I want to be straightforward with you before you read another word.
This is not a mortgage explainer. I'm not going to walk you through how RSUs work or define what a vesting schedule is. You're an engineer at one of the most technically sophisticated companies on earth — you don't need me to explain equity compensation.
What I can offer is something different: 20 years of living and working in the South Bay, watching this market move through cycles, and knowing these neighborhoods the way only a local does. My husband Lenny grew up in Hermosa Beach. We raised our family here. We've sold homes on nearly every street between El Segundo and Palos Verdes.
With the SpaceX IPO timeline now public — roadshow beginning June 8, listing projected between June 18 and June 30 — we're fielding more calls from SpaceX employees than we ever have. And I keep finding myself saying the same things.
So I decided to write them down.
First: Forget What You've Seen on Zillow
Zillow will tell you the average home value in Hermosa Beach is around $2.1 million. Manhattan Beach shows up near $3 million. El Segundo around $1.7 million.
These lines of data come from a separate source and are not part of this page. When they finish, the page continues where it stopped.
Issue #57813, opened 2024-01-12
Reconsider the usage of the WP logo / Site Icon in the editor UI


afercia:
### Description

This issue doesn't aim to focus on the behavior and functionality of the WP logo / Site icon link and button used in the editors. Rather, it aims to only focus on the visual metrics and meaning of the images used for those functionalities.

Both the Post editor and the Site editor use the WP logo (or the Site icon if set) for the link to exit the editor / button to toggle the navigation panel. There's a few visual inconsistencies across the two editors. Alos, I'm not sure the _meaning_ of the images is the most appropriate for a link and button that basically mean 'go back to the classic admin' or 'toggle the navigation panel'.

Visual inconsistencies contribute to make the user interface be perceived as unpolished and confusing. The visual meaning of the images doesn't really represent the underlying functionality. Both things are confusing for users and add cognitive load. As such, I'm marking this issue with the Accessibility label.

- The images default sizes are different between the two editors. I'm not sure what is the reasoning behind this but there doesn't seem to be a good reason to introduces such an inconsistency.
- When setting a custom site icon, that will be used in place of the WP logo. Depending on the image aspect ratio, the visual difference is even more noticeable.
- The transition on hover is different. In the Post editor, the image scales _up_. Instead, in the Site editor the image scales _down_. I'm not sure whether this is intentional but if a transition effect is really necessary, I'd say it should be consistent. Personally, I'm not sure the transition adss any value for users and I'd rather remove it entirely.
- The meaning of hte images doesn't seem to be the most appropriate for the functionality.
  - The WP logo: Historically, the WP logo has been used in the admin menu for the link to the About page (and its related dropdown menu). While it's probably the less used link in the admin interface, it's very prominent. It's there in the left top corner of the user interface: all users are familiar with it and they learned it means 'WordPress About page' or links to wp.org pages. Instead, in the editor the WP is supposed to have another meaning, which is unexpeced and confusing for users. To me, the WP logo certainly doesn't mean 'go back'.
  - The Site icon: as a used, when I see the Site icon I mentally associate it to the front end. To me, it means 'go to the front end'. I'm not sure I understand what the added value is for users by showingt the Site icon in the editor user interface, for controls that have a different meaning than 'go to the front end'.

## Visual inconsistencies details

Post editor:
- Image default size: 36 by 36 pixels.
- If the image is larger, it is constrained to 36 by 36 pixels anyways.
[...]

PR #62675, opened 2024-06-19
fix: wp icon focus issue

### LINKED ISSUE #62672: Site editor: WP logo focus style regression
### Description

The focus style of the WP logo in the Site editor is now barely visible and not standard.

This is the focus style on WordPress 6.5:

wp 6 5

This is the focus style on Gutenberg trunk:

trunk

The WP logo uses a custom implementation of the focus style. I _think_ the regression comes from the fact the `transform scale` CSS is now applied to the link element itself while previously it was applied to the inner div element.

- Go to the Site editor.
- Tab to the WP logo.
- Observe the focus style is barely visible and not standard.

_No response_

### Environment info

_No response_

Yes

Yes

up1512001:
Fixes #62672

## What?
- fix the focus issue with the wp icon in the editor.

## Why?
#62672

## How?
- moved the focus from before to the `a` tag itself.

## Screenshots or screencast 

https://github.com/WordPress/gutenberg/assets/75293077/3e2c9f4e-43f3-4dda-921e-d85be2120c0a


bgardner:
Confirming this works as expected!

talldan:
@up1512001 Thanks for another contribution! Something that's helpful when creating PRs is to type 'Fixes #62672' in the PR description, that links the PR to the issue it solves, sets it in progress and will automatically close the issue when the PR's merged:
https://docs.github.com/en/get-started/writing-on-github/working-with-advanced-formatting/using-keywords-in-issues-and-pull-requests

I've gone ahead and added it to this PR's description.

talldan:
It does look better than `trunk`:
Screenshot 2024-06-24 at 3 19 09 pm

But the focus style in this PR still looks too thin compared to a normal focus style:
Screenshot 2024-06-24 at 3 18 12 pm

I think because of the css `scale` that's applied to the anchor element as mentioned in the issue.

Maybe the `scale` implemented here:
https://github.com/WordPress/gutenberg/blob/58932edaccdf7148f1fae42dddfec4099e007e87/packages/edit-site/src/components/site-hub/index.js#L66

Could be implemented on a div around the `<SiteIcon>` instead? Or applied tothe `SiteIcon` itself. I imagine there's also a `transition` style somewhere that would have to be updated too.

I've added @youknowriad as a reviewer, as the change seems to have come from #61579.

afercia:
> It does look better than trunk:

Yes it deoes look better but i'm not sure it fully solves the issue. Ideally, the focus style should be the same blue outline used for all buttons. 

I believe this issue comes from https://github.com/WordPress/gutenberg/pull/61579 Cc @youknowriad 
While I understand the need for simplification on that PR, the CSS 'scale' should not be applied to the button itself because it impacts also the focus style. That said, I would eveb be in favor of entirely removing the animation because I'm not sure it adds great value. Also, as mentioned in that PR the `view-transition` CSS API is only fully supported in Chrome and I'm not sure WordPress should use unsupported features not even as progressive ehnancement.

youknowriad:
Can we try to check that this doesn't impact the focus styles ... on the full screen editor. These styles might be shared between both and the expectations different. So I just want to make sure we don't regress elsewhere.

up1512001:
I have updated the shadow and it's looking like this please let me know if it's ok.
cc: @youknowriad @afercia 

https://github.com/WordPress/gutenberg/assets/75293077/4140417c-ccb7-454b-ad3f-fdf3570734fd

youknowriad:
Screenshot 2024-06-25 at 10 39 01 AM

The focus styles in the full editor looks broken to me. (See top left)

afercia:
It is worth reminding that the whole mechanism of the WP logo / site icon is being discussed in https://github.com/WordPress/gutenberg/issues/57813.

To me, the current implementation especially in the Site Editor is unnecessarily complicated and it's mainly done this way only to add an animation that doesn't add great value. Also, as mentioned in https://github.com/WordPress/gutenberg/issues/57813, when a site icon is set, this link is used to 'preview' the site icon which, in my opinion, is just confusing. Given the complexity of this implementation, even a simple thing like making sure there is correct focus style becomes complicated. I'd rather see a drastic simplification:
- remove the animaiton
- remove the site icon preview

up1512001:
@afercia I guess then we can close this PR as https://github.com/WordPress/gutenberg/issues/57813 already has PR which is merged.

up1512001:
> The focus styles in the full editor looks broken to me. (See top left)

@youknowriad I have added Fix for this can you please verify it?

youknowriad:
Maybe I'm not testing properly but I think the focus style is meant to be like that in the editor

Screenshot 2024-07-15 at 10 20 21 AM

In my testing, the blue outline is not visible at the moment in editor mode.

up1512001:
@youknowriad This is how it's looking now.


https://github.com/user-attachments/assets/797624e1-568c-482f-a655-fc58868b3d22

youknowriad (approved):
LGTM 

I'd appreciate a second review. cc @jameskoster @jasmussen

jasmussen:
Seems to fix the regression 👍 👍

ellatrix:
@talldan is this really important to land in a minor release?

talldan:
@ellatrix I agree it is minor, but also seems low risk and affects quite a prominent part of the site editor.

I don't really mind, feel free to remove the label.

ellatrix:
It's fine to leave it there's high confidence.

ellatrix:
Manually backported in 9c341965cccd929e893cb4b0fb7a71476e45321b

Those numbers aren't wrong. But they're also not useful if you're actually trying to decide where to live.
The South Bay isn't one market. It's five or six completely different buying experiences compressed into about a 12-mile stretch of coastline — each with its own inventory dynamics, its own personality, and its own version of "good value." What you can get in Redondo Beach for $1.6 million looks nothing like what $1.6 million gets you in Manhattan Beach, and the lifestyle gap between them is even wider than the price gap.
Here's how I actually think about these neighborhoods for someone coming from SpaceX.
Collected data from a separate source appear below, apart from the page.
PR #62676, opened 2024-06-19
Site Editor: Improve the frame animation

youknowriad:
Alternative to #62386

## What?

@stokesman raised that the changes in #61579 introduce a regression in the frame animation where during the frame animation, sometimes the header appears separate from the frame.

It looks like it happens only on browsers that support view transitions. My understand of the issue is that we have some things that are using view transitions but others framer motion animation which caused the conflict.

## How?

This PR solves the issue by actually removing the view transition name from the "frame" which was not really needed AFAIK

## Testing Instructions

1- Open the site editor
2- Navigate to "edit" mode 
3- Keep your eyes focused on the header area during the animation and you shouldn't feel like the header got "disconnected" from the frame (hard to describe) :P

### DIFF
--- a/packages/edit-site/src/components/block-editor/style.scss
+++ b/packages/edit-site/src/components/block-editor/style.scss
@@ -1,15 +1,4 @@
-/* stylelint-disable -- Disable reason: View Transitions not supported properly by stylelint. */
-::view-transition-old(frame),
-::view-transition-new(frame) {
-  animation-duration: 0;
-}
-/* stylelint-enable */
-
 .edit-site-visual-editor__editor-canvas {
-	/* stylelint-disable -- Disable reason: View Transitions not supported properly by stylelint. */
-	view-transition-name: frame;
-	/* stylelint-enable */
-
 	&.is-focused {
 		outline: calc(2 * var(--wp-admin-border-width-focus)) solid var(--wp-admin-theme-color);
 		outline-offset: calc(-2 * var(--wp-admin-border-width-focus));
--- a/packages/edit-site/src/style.scss
+++ b/packages/edit-site/src/style.scss
@@ -36,6 +36,19 @@
 @import "./components/pagination/style.scss";
 @import "./components/global-styles/variations/style.scss";
 
+/* stylelint-disable -- Disable reason: View Transitions not supported properly by stylelint. */
+::view-transition-image-pair(root) {
+	isolation: auto;
+}
+
+::view-transition-old(root),
+::view-transition-new(root) {
+	animation: none;
+	mix-blend-mode: normal;
+	display: block;
+}
+/* stylelint-enable */
+
 body.js #wpadminbar {
 	display: none;
 }


jasmussen (approved):
This is very curious, but as best I can tell, this works for me. I'd love for @stokesman to also take a look, but this fixes the glitch that can blink-and-you'll-miss-it appear when going back from the editor.

stokesman (approved):
Here’s what I see:

https://github.com/WordPress/gutenberg/assets/9000376/18f07a51-e4c0-4a14-a77e-58f189c5bb90



This improves what it’s supposed to and what I think was the most obvious issue with the animation so ✅. It also seems to fix the transition of the canvas border-radius (which I guess was still happening but somehow being obscured and appearing to snap).

Still, I don’t want us to overlook that this increases the number of elements that crossfade during the transition and while its not too unsightly, it’s a not a intentional choice for the animation either.

Other than that I'm noticing the delay for the site icon is when entering edit mode is too short to prevent it from moving a bit off the left edge and back again with the canvas. It can be seen in the second half of the video above. It’s probably quite performance dependent on the canvas moving animation. If that lags it probably increases the amount of delay required to keep the site icon from moving horizontally.

And the last thing I’ll point out is the—yes, blink and you’ll miss it—editor header layout shift at the start of the transition to view mode. The back button instantly disappears so the inserter and document tools shift left. This makes the inserter appear to come out from behind the site icon. Ideally, they shouldn’t shift and start from where they were. Here’s a still from the video above to help show what I'm referring to:
image

I don’t see this as qualifying as an alternative to #62386 but by all means merge 👍

youknowriad:
>  this increases the number of elements that crossfade during the transition

Ah right, this is probably the main reason for why I added that code in the first place. I did remember something about cross fade but when testing I didn't notice it. I'll take a deeper look. @jasmussen do you think the cross fade is a bigger issue that what this PR is solving?

youknowriad:
> Other than that I'm noticing the delay for the site icon is when entering edit mode is too short to prevent it from moving a bit off the left edge and back again with the canvas. It can be seen in the second half of the video above. It’s probably quite performance dependent on the canvas moving animation. If that lags it probably increases the amount of delay required to keep the site icon from moving horizontally.

Yes, that delay is only there because the main frame animation is not using view transitions, when I experimented with using view transitions for it, the delay was not needed. The problem is I didn't want to use view transitions for it yet because of the browser support. While the lack of the logo animation in Safari and Firefox for now is acceptable, I'm not sure the lack of frame animation is.

youknowriad:
I think I found a way to disable the cross-fade entirely.

For the header shift, I'm not sure yet how to solve it.

stokesman:
> I think I found a way to disable the cross-fade entirely.

Nice! That really cleans up the transitions.

> For the header shift, I'm not sure yet how to solve it.

It just occurred to me, the changes in #62636 happen to fix that. I’d certainly not say the shift is a blocker here.

youknowriad:
Ahh forgot to apply the props properly. Sorry folks.

ellatrix:
I just cherry-picked this PR to the wp/6.6-rc-1 branch to get it included in the next release: 4cf1c8c585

El Segundo: The Smartest First Move Nobody Talks About Enough
El Segundo is 8 minutes from the Hawthorne campus on a normal traffic day. It has its own small-town feel — a real Main Street, good schools, neighbors who have been there for decades — and it sits at a price point that is genuinely accessible compared to its neighbors to the south.
Current median is around $1.7 million for a single-family home. For a buyer with meaningful equity compensation and strong income, this is where you can actually move quickly and competitively without getting into a war on a $3 million property.
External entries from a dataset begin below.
PR #62677, opened 2024-06-19
Limit pattern shuffling to theme and user patterns only

### LINKED ISSUE #60135: Limit pattern shuffling to theme and user patterns only
While exploring [shuffling](https://github.com/WordPress/gutenberg/issues/45552), we're making strides towards shuffling to relevant patterns, including https://github.com/WordPress/gutenberg/pull/60088 and https://github.com/WordPress/gutenberg/pull/60074. 

Next, I'd like to try shuffling only using the theme and user patterns, not core patterns. 

I do think that we can open it back up to core patterns eventually, when they're more suitable for the theme to style. But for now, omitting those will help solidify shuffling with less variables.

MaggieCabrera:
## What?

Closes https://github.com/WordPress/gutenberg/issues/60135

This limits shuffling to only patterns added by the theme or the user

## Why?

Core patterns or pattern directory patterns may not fit the design of the theme. By excluding them we make the shuffling more consistent with the theme's design

## How?

By checking the source of the pattern. The condition will exclude all patterns from the pattern directory (testing on TT4 I could see patterns with the source `pattern-directory/core` and `pattern-directory/featured`), all core patterns (such as the social icons one) and keep `pattern-directory/theme` patterns (TT4 includes two of those)

## Testing Instructions

- With TT4 installed, open the pattern inserter
- Select Featured > Hero
- With the new pattern selected on canvas, click shuffle. It shouldn't show core patterns that are not theme or user patterns

### DIFF
--- a/packages/block-editor/src/components/block-toolbar/shuffle.js
+++ b/packages/block-editor/src/components/block-toolbar/shuffle.js
@@ -56,7 +56,8 @@ export default function Shuffle( { clientId, as = Container } ) {
 		return patterns.filter( ( pattern ) => {
 			const isCorePattern =
 				pattern.source === 'core' ||
-				( pattern.source?.startsWith( 'pattern-directory' ) && pattern.source !== 'pattern-directory/theme' );
+				( pattern.source?.startsWith( 'pattern-directory' ) &&
+					pattern.source !== 'pattern-directory/theme' );
 			return (
 				// Check if the pattern has only one top level block,
 				// otherwise we may shuffle to pattern that will not allow to continue shuffling.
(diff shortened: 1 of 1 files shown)


packages/block-editor/src/components/block-toolbar/shuffle.js
```diff
@@ -54,10 +54,17 @@ export default function Shuffle( { clientId, as = Container } ) {
 			return EMPTY_ARRAY;
 		}
 		return patterns.filter( ( pattern ) => {
+			const isCorePattern =
+				pattern.source === 'core' ||
+				( pattern.source !== 'pattern-directory/theme' &&
+					pattern.source?.startsWith( 'pattern-directory' ) ===
+						true );
```
scruffian, line 61:
```suggestion
					pattern.source?.startsWith( 'pattern-directory' ) );
```

scruffian:
```suggestion
				( pattern.source?.startsWith( 'pattern-directory' ) && pattern.source !== 'pattern-directory/theme' );
```

scruffian: I find this easier to read personally

scruffian (approved):
Works as described. I'm not sure if this is a better experience though IMO :)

What I like about El Segundo for SpaceX buyers specifically: it doesn't feel like a compromise. It feels like a discovery. The people who end up there tend to love it — and they tend to stay.
The one honest caveat: inventory is tight, and the best homes go fast. If you're waiting to have everything perfectly figured out before you start looking, you'll miss the good ones.
Hawthorne / Lawndale: Closest to HQ, Most Overlooked
I'll say something that might surprise you: the neighborhoods directly adjacent to SpaceX headquarters are genuinely undervalued relative to where I think they're going.
Current median in Hawthorne is around $891K — a fraction of the coastal markets south of it. The area has been improving steadily, and the combination of SpaceX's continued expansion and the IPO wealth event means the buyer pool for these zip codes is about to expand significantly.
If you're earlier in your career, building equity, or want maximum proximity to work, Hawthorne deserves a serious look. This is the neighborhood I'd have bought in five years ago if I were 30 and working at SpaceX.
Hermosa Beach: Where We Live, and Why
I'm biased — I'll own that upfront. Lenny grew up here. We live here. We know every block.
But bias aside: Hermosa Beach is one of the few places in Los Angeles where you can walk to the beach, walk to dinner, and feel like you actually belong to a real community rather than a city. The Strand, Pier Avenue, the farmer's market on Friday mornings — it sounds like marketing until you live it.
Current median is around $2.1 million. What that buys you varies significantly by section — the Sand Section (beach side) commands a premium, the Hill Section offers more space and ocean views, East Hermosa is more accessible and moves quickly.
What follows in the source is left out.